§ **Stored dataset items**
━━━━━━━━
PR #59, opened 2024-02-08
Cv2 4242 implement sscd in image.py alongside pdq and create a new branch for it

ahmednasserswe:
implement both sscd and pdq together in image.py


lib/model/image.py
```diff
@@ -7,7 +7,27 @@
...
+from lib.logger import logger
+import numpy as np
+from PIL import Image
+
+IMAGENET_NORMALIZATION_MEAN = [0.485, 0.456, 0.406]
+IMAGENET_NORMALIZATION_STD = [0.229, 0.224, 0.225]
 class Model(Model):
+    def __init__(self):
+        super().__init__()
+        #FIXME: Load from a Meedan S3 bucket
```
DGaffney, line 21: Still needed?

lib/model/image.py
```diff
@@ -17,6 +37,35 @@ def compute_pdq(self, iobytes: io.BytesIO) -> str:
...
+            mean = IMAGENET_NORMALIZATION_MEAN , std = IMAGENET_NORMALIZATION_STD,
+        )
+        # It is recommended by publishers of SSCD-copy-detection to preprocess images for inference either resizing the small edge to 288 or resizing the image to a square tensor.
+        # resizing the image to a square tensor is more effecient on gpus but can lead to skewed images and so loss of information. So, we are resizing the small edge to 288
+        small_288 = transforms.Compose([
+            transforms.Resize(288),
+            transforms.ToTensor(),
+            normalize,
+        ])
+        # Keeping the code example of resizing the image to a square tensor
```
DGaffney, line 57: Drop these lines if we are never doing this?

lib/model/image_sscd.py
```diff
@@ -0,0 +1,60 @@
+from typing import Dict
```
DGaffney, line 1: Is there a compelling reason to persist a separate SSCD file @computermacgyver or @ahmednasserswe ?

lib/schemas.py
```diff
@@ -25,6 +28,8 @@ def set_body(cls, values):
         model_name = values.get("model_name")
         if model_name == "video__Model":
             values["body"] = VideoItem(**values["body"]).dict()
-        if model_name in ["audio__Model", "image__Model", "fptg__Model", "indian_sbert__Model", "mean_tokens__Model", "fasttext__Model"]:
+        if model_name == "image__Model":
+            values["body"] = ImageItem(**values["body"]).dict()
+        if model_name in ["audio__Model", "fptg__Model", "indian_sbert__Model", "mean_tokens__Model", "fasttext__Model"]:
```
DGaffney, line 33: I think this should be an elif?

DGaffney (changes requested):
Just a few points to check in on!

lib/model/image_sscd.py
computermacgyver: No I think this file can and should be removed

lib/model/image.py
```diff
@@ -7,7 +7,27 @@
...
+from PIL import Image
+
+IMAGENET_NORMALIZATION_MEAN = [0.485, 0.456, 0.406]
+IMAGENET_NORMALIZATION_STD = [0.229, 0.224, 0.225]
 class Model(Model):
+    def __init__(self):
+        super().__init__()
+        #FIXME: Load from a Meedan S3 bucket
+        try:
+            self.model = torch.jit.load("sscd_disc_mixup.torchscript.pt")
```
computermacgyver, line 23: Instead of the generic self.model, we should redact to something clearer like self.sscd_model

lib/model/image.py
━━━━━━━━
§ **Goal of the exercise**
Please report how many lines in the records above contain the word "values", and give nothing but the number.

§ **Reply to the task**
4